▼

PR #47, opened 2016-07-21
make private messages message approachable, uppercase publish

gwenbell:


dominictarr:
thanks, merged into 1.8.2

PR #48, opened 2016-07-21
add space and separator between Dig and Reply

evbogue:
This is what I meant to accomplish yesterday with a '|' character. I figured out that it's easier to accomplish with css!

2016-07-20-232754_607x512_scrot


dominictarr:
thanks! merged into 1.8.1

PR #49, opened 2016-07-21
separate markdown into it's own plugin, and make blobs work on liteclient

dominictarr:
implemented a bunch of things to make liteclients work better.
if you don't have ssb-links installed on your pub, then avatars will break for liteclients that currently work


dominictarr:
merged into 1.8.0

▲

ASSIGNMENT -
Return every line above exactly.

ANSWER BELOW -
PR #47, opened 2016-07-21
make private messages message approachable, uppercase publish

gwenbell:


dominictarr:
thanks, merged into 1.8.2

PR #48, opened 2016-07-21
add space and separator between Dig and Reply

evbogue:
This is what I meant to accomplish yesterday with a '|' character. I figured out that it's easier to accomplish with css!

2016-07-20-232754_607x512_scrot


dominictarr:
thanks! merged into 1.8.1

PR #49, opened 2016-07-21
separate markdown into it's own plugin, and make blobs work on liteclient

dominictarr:
implemented a bunch of things to make liteclients work better.
if you don't have ssb-links installed on your pub, then avatars will break for liteclients that currently work


dominictarr:
merged into 1.8.0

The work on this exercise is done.